*** RECORDS SUPPLIED ***
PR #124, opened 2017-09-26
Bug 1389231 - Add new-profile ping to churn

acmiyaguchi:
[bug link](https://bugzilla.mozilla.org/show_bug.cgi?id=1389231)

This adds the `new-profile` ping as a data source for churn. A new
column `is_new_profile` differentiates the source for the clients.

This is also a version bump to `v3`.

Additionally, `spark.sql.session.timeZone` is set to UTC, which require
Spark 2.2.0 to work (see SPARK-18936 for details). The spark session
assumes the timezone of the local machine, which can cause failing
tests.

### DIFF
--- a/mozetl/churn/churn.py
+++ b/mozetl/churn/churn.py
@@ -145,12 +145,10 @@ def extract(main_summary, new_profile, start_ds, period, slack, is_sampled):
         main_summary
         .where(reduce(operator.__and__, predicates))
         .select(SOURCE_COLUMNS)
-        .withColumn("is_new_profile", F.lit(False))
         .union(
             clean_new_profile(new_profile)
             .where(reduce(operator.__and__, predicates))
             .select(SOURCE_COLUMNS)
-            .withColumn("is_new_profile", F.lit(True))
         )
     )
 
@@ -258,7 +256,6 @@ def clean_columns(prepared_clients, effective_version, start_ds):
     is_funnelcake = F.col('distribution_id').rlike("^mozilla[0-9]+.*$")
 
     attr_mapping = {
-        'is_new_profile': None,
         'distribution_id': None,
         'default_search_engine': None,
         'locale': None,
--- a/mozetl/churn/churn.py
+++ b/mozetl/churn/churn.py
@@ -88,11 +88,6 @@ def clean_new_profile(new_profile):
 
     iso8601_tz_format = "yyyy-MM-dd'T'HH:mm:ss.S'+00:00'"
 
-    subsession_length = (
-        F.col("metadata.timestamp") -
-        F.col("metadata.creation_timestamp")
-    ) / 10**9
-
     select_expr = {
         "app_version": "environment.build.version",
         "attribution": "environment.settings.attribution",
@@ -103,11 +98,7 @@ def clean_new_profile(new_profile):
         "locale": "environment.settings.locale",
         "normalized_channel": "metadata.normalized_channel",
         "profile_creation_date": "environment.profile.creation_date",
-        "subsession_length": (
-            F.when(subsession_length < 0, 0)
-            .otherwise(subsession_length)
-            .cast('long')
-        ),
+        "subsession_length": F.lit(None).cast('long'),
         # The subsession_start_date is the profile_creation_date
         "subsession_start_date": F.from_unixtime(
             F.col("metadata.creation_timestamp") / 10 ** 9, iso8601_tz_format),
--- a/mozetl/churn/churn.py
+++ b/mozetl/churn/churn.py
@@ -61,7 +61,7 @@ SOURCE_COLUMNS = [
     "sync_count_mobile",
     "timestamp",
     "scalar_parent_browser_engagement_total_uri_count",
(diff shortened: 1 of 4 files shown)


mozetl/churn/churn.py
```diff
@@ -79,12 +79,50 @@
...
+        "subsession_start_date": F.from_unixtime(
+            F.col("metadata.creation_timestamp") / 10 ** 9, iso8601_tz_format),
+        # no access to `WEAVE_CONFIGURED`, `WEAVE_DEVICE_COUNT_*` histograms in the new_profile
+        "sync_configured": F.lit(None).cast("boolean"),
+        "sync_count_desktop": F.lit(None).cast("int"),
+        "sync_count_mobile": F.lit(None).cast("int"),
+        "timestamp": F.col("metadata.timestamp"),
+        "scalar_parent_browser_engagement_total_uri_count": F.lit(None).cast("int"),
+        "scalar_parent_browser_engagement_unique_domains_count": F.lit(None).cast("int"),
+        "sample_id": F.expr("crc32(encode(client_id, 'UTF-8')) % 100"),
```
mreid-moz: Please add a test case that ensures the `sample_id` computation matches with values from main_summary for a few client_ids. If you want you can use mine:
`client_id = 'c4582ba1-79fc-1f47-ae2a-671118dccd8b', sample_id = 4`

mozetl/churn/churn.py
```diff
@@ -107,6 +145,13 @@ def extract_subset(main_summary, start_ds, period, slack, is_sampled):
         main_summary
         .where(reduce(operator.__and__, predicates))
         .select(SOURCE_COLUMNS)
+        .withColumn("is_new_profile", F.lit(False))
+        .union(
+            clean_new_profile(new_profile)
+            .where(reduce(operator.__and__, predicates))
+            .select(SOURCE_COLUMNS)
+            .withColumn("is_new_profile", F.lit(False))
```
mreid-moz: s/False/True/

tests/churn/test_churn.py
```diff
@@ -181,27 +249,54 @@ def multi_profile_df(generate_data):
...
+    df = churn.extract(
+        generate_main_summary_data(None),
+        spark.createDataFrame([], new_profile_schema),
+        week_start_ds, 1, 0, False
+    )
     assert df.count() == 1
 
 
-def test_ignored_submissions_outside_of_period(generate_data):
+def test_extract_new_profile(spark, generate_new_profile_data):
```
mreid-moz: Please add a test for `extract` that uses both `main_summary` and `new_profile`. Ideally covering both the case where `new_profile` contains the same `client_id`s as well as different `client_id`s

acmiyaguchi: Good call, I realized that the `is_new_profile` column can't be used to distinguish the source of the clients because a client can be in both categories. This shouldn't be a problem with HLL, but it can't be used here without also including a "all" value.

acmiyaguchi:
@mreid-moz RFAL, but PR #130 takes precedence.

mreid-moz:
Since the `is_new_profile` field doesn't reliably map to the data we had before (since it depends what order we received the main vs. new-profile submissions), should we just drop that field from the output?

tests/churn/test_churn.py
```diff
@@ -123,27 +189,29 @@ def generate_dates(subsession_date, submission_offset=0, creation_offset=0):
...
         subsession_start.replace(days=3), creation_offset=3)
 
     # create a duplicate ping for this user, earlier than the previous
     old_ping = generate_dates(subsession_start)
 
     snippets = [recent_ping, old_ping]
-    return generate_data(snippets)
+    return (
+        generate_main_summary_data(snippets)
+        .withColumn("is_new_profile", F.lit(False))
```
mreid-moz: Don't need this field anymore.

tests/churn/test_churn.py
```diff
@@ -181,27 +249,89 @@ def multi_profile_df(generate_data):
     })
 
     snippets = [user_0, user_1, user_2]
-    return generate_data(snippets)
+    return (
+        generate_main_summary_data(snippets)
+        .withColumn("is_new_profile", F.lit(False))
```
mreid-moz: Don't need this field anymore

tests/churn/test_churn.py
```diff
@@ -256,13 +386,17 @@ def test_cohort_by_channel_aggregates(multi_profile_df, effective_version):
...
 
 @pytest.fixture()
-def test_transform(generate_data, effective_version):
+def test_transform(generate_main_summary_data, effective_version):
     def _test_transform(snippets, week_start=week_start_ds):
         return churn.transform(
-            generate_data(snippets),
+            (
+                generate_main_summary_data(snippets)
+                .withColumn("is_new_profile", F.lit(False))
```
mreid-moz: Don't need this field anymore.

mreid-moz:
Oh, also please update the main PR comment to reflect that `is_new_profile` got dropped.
*** End of RECORDS SUPPLIED ***
*** RECORDS SUPPLIED ***
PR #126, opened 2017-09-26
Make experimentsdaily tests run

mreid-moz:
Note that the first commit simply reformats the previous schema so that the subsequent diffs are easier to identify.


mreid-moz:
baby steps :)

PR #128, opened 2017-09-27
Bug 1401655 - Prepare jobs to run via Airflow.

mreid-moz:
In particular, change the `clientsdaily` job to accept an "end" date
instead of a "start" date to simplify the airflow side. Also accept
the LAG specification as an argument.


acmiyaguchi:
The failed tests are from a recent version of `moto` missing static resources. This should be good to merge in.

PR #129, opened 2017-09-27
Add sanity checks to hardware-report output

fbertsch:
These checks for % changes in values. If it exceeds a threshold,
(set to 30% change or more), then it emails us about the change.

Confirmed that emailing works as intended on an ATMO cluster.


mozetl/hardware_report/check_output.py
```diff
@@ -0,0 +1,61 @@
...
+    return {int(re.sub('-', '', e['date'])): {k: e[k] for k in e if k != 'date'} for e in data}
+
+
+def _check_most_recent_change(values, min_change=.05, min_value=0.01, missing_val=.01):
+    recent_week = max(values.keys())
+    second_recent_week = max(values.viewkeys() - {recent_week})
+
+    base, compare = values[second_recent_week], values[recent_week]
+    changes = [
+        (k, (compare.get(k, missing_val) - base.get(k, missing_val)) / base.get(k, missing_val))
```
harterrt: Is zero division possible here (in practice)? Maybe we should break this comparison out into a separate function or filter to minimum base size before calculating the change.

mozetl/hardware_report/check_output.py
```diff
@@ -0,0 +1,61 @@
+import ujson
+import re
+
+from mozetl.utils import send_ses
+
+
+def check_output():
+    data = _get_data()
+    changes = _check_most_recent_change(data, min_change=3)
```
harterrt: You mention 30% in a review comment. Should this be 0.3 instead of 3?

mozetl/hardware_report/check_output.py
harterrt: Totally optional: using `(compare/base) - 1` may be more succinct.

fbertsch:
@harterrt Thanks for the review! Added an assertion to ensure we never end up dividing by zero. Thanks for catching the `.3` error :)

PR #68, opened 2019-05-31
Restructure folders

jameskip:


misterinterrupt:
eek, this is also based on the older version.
*** End of RECORDS SUPPLIED ***
→ AIM OF THE TASK
What is the number of lines above that contain the word "withColumn"? Answer with that number only.

→ EXERCISE SOLUTION
7